Por esta razón, el examen endoscópico en reposo no es cien por ciento concluyente y la evaluación debería hacerse con el animal empleándose a alta velocidad en un” treadmil” y estos equipos por lo general no están disponibles para el veterinario que ejerce privadamente a nivel del hipódromo. Una segunda razón se debe al hecho de que el éxito de la técnica quirúrgica mas popularmente empleada, la laringoplastia, no es mayor al 50 % y posterior a la misma, la máxima apertura alcanzada no será mayor a un 75 %, por lo que determinar si la condición mejorará o por el contrario se hará aun peor no es fácil de determinar.

Haz click en el link y ve el espectacular triunfo de Midnight Lute en BC sprint del 2007 (cortesia Youtube)

www.youtube.com/watch?v=u8SSRqn6wmQ

Recientemente, John Sparkman columnista para el Daily Racing Form, con motivo del triunfo de dos hijos de Midnight Lute, uno de su segunda producción Midnight Hawk en el Sham Stakes G3 y Shakin It Up de su primera producción y su segundo ganador de G1, hizo un análisis del potencial como semental del joven padrillo hijo del ganador del Derby y el Preakness de 1998, Real Quiet.  El artículo da un vistazo general a varios de los mejores hijos del semental que ya cuenta con nueve ganadores clásicos en tan solo 3 producciones en edad de correr. Sin embargo otros aspectos expuestos por Sparkman me parecen más Importante de comentar. 

Aunque Midnight Lute nunca ganó en distancias más allá de los 1400 metros, no queda duda de su clase al haber ganado 6 carreras en 13 actuaciones, destacando sus victorias en dos G1 en el 2007, la Breeders Cup Sprint y el Forego Stakes. La falta de “stamina” para triunfar en pruebas de mayor distancia, debió ser consecuencia de algún grado de obstrucción a nivel de su laringe. Prueba de esto es que a pesar de una fácil victoria en su debut en una prueba de 1200 metros, en su única actuación a los dos años, su entrenador Bob Baffert y su veterinario tomaron la decisión de someter al potro a una operación en su garganta con la esperanza de mejorar la apertura de la entrada hacia la tráquea, que supongo tenía algún nivel de obstrucción por una parálisis parcial de la laringe. 

Al parecer esta primera operación no arrojo los resultados esperados y el caballo tuvo que ser nuevamente operado, situación tal que lo mantuvo un año fuera de las pistas.

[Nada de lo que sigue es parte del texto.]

PR #384, opened 2026-09-09
feat(ai): add per-integration model flavor presets

tmseidel:
# What has been done?

New feature: a per-integration Model Flavor setting for AI Integrations (admin UI + provider layer + DB).

- Generic provider extension point: ModelFlavor record (provider type, id, label, description) + AiProviderMetadata.getFlavors() (default: none) + registry accessor, so flavor ids stay unique across providers.
- OpenAI integration offers two flavors: standard (default, no extra request fields) and no_reasoning (sends reasoning_effort: "none" in the chat-completions request; field omitted otherwise via @JsonInclude(NON_NULL)).
- New ai_integrations.model_flavor column (Flyway V48, PostgreSQL + H2, idempotent, default standard).
- Admin form: Model flavor field mirroring the Model field's layout (text input + "Select" dropdown, full column width, hint listing all available flavors); only shown when the provider offers flavors. i18n keys in all 7 locales.
- Unknown or blank flavor ids degrade to standard with a warn log — a stale value can never break a workflow.
- Docs updated: doc/USER_GUIDE.md (form field list, OpenAI provider notes, OpenAI-compatible field table, new troubleshooting bullet for the exact 400 error) and doc/AGENT.md (new "Model flavors" section).

# Why?

Switching an integration from gpt-5.4 to gpt-5.6-sol broke the PR workflow: the gateway in front of the model injects a default reasoning_effort, and newer reasoning models refuse native function tools on /v1/chat/completions unless reasoning_effort is explicitly none — the provider answers with 400 "Function tools with reasoning_effort are not supported…". Rather than hardcoding an error-string retry in OpenAiClient, this adds a small, operator-visible knob: the admin can flip the affected integration to "No reasoning effort" and the workflow works again. The flavor mechanism is generic, so future per-model request tweaks don't need new columns or special-casing.

# What has been tested?

- OpenAiClientTest (+103 lines): request payload assertions for both flavors (field present with "none" / absent for standard), flavor resolution, and unknown/blank fallback to standard.
- AiProviderRegistryTest (+19 lines): the flavor registry surface (OpenAI exposes two provider-stamped flavors, other providers none).
- AiIntegrationControllerTest (4/4): renders /new and /edit through Thymeleaf, so the new form markup parses and binds cleanly.
- Full suite: 1692 tests, 0 failures, 0 errors (re-run after the final template/i18n changes).
- Live manual test of a real PR review against the gpt-5.6-sol gateway  the 400 was gone 

# How AI was used?

All of the work above was implemented with an AI coding agent (Hermes Agent, local LLM — Qwen3.8-27B): code, tests, form markup/JS, i18n, DB migration, and documentation. The user provided the production 400 log and steered the design (generic flavor field instead of a hardcoded retry; model-field layout for the dropdown). All claims in this description are backed by the test runs and diffs above


max-california (changes requested):
## 🤖 Agentic Code Review

Summary: the provider-side flavor plumbing and OpenAI request changes look coherent, and the fallback-to-standard behavior is a sensible safety net. I found one correctness issue in the controller tests/mvc wiring and one smaller maintainability issue in the new request-field docs.

## BLOCKER

1. **`AiIntegrationControllerTest` does not stub the new `providerRegistry.getFlavors()` call, so `/new` and `/edit` rendering can now fail with a null dereference in the template script**
   - **Where:** `src/main/java/org/remus/giteabot/admin/AiIntegrationController.java:62`, `src/main/resources/templates/ai-integrations/form.html:189-246`, `src/test/java/org/remus/giteabot/admin/AiIntegrationControllerTest.java:57-72`, `124-143`
   - **Why:** the controller now always adds `providerFlavors`, but the WebMvc test only stubs `getProviderTypes/getDisplayNames/getDefaultApiUrls/getSuggestedModels/getApiKeyRequirements`. For a Mockito bean, unstubbed `getFlavors()` returns `null`, which means the inline JS emits `const providerFlavors = null;` and `providerFlavors[provider]` will throw at runtime when `updateProviderDefaults()` runs.
   - **Impact:** the admin new/edit page can break in tests, and more importantly this is brittle enough that any similar mock-based rendering path will miss a required model attribute.
   - **Suggestion:** stub `when(providerRegistry.getFlavors()).thenReturn(Map.of(...))` in the existing controller tests, ideally returning empty lists for providers without flavors.

## MEDIUM

1. **`OpenAiRequest`’s new field comment references a “targeted retry” that no longer exists**
   - **Where:** `src/main/java/org/remus/giteabot/ai/openai/OpenAiRequest.java:24-30`
   - **Why:** the comment says “See the targeted retry in `OpenAiClient#executeRequest(OpenAiRequest)`”, but `executeRequest()` is now a straight POST with no retry logic.
   - **Impact:** misleading comments around provider error handling make future maintenance harder, especially since the PR description explicitly says this feature replaces a hardcoded retry approach.
   - **Suggestion:** update the Javadoc to describe the flavor-based behavior directly and remove the retry reference.

---

max-california (approved):
## 🤖 Agentic Code Review

Summary: the feature looks coherent end-to-end and the OpenAI flavor wiring appears correct. I didn’t find any correctness or security regressions in the provider/client path or migration. I only have one maintainability/UI issue around stale form state when switching providers.

## MEDIUM

1. **Hidden `modelFlavor` value is still submitted after switching to a provider that does not support flavors**
   - **File:** `src/main/resources/templates/ai-integrations/form.html`
   - **Lines:** around 251–275
   - When the selected provider has no flavors, the script hides the field/button, but it does not clear `modelFlavorInput.value`. That means an operator can:
     1. select OpenAI,
     2. pick `no_reasoning`,
     3. switch to another provider with no flavors,
     4. save,
     5. persist `model_flavor=no_reasoning` on a non-OpenAI integration.
   - This does not break runtime today because other providers ignore the column, but it leaves stale provider-specific state in the DB and creates surprising behavior if the integration is later switched back or if another provider introduces a conflicting flavor id.
   - Suggestion: in the `else` branch, explicitly reset the input to `"standard"` (or blank if you want the server-side defaulting path), e.g.:
     ```js
     modelFlavorInput.value = 'standard';
     modelFlavorHint.textContent = '';
     ```
     This keeps persisted state aligned with the currently selected provider.

## LOW

1. **The “globally unique” flavor-id comments are misleading**
   - **Files:** `src/main/java/org/remus/giteabot/ai/openai/OpenAiProviderMetadata.java`, `src/main/java/org/remus/giteabot/ai/openai/OpenAiFlavor.java`, `src/main/java/org/remus/giteabot/ai/ModelFlavor.java`
   - Several comments say the flavor id is “globally unique”, but the persisted value is still just the bare `id` (`standard`, `no_reasoning`), and the UI also writes only `flavor.id` back into the text field.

Midnight Lute es un “gigantón” de 17 manos, una condición que según los estudios, hace a los animales de gran tamaño más a riesgo de desarrollar problemas de parálisis de la laringe.  Dos operaciones no fueron suficiente y luego de finalizar cuarto en el Commonwealth Breeders' Cup Stakes Gr. 2  en Abril del 2007, el caballo fue enviado nuevamente al quirófano para una tercera operación, retornado 5 meses más tarde con su triunfo en el Forego Stakes G1.
 

Midnight Lute quien en el recién comenzado año 2014 se ubica segundo en la estadística de sementales con tres producciones, pareciera ser capaz de transmitir “clase” a algunos de sus hijos, sin embargo todavía es muy temprano para poder evaluar cual pudiera ser la incidencia con la que los problemas respiratorios afectaran a su descendencia, considerando que muchos trabajos de investigación han determinado que este tipo de condición es significativamente hereditaria.
 

Para terminar, este comentario de Sparkman me llamó la atención por ser algo que yo particularmente no esperaría. Según su impresión, la actitud del criador Norteamericano ha cambiado en las últimas décadas con respecto al uso de sementales con condiciones congénitas que afectan la laringe del animal y producen parálisis de la misma. Según él, aunque la mayoría de criadores prefieren usar un semental libre de condiciones que afectan su laringe, en algunos casos y hace mención al caso del líder semental  Storm Cat, quien en oportunidades transmite este problema, si el padrillo es suficientemente bueno y transmite “clase” a sus descendientes, con mucha seguridad tendrá una temporada de monta llena con un gran número de yeguas.